The task of relating realistic inputs like speech or images is complicated by the fact that the interpretations of the surface modalities are often erroneous or incomplete such that an integration component must consider noisy and partial interpretations. As a consequence, this thesis treats the correspondence problem as a probabilistic decoding process. This perspective distinguishes this approach from other approaches that propose rule-based translation schemes or integrated knowledge bases and assume that a visual representation can be logically transformed into a verbal representation and vice versa.
This thesis successfully applies Bayesian networks to the task of integrating speech and images. The correspondence problem is solved in the language of Bayesian networks in a consistent and efficient way by using a novel combination of conditioning and elimination techniques. The experimental study identifies Bayesian networks as an adequate formalism for speech and image integration tasks.
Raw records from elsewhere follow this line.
PR #212, opened 2023-07-06
chore: handle outputting in targeting tree audience match filters

jsalaber:
# Changes

- handle audience match filter when rendering targeting list
- added audiences to constructor of list option classes to prevent fetching in multiple places

### DIFF
--- a/src/commands/targeting/disable.ts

The mental models of the speaker are partially reconstructed by estimating conditional probabilities from the data of psycholinguistic experiments. Context dependent shifts of word meanings are modeled by the structure of the network.
The proposed Bayesian network scheme for integrating multi-modal input has been applied to a construction scenario. A robot is instructed by a speaker to grasp objects from a table, join them together, and put them down again. In this thesis an integration component is realized that is able to identify objects in the visual scene that are verbally referred to by the speaker. This task is successfully performed despite of vague descriptions, erroneous recognition results, and the use of names with unknown semantics. Several interaction tasks have been implemented that perform multi-modal object recognition, link unknown object names to scene objects, disambiguate alternative interpretations of utterances, predict undetected mounting relations, or determine the selected reference frame of the speaker.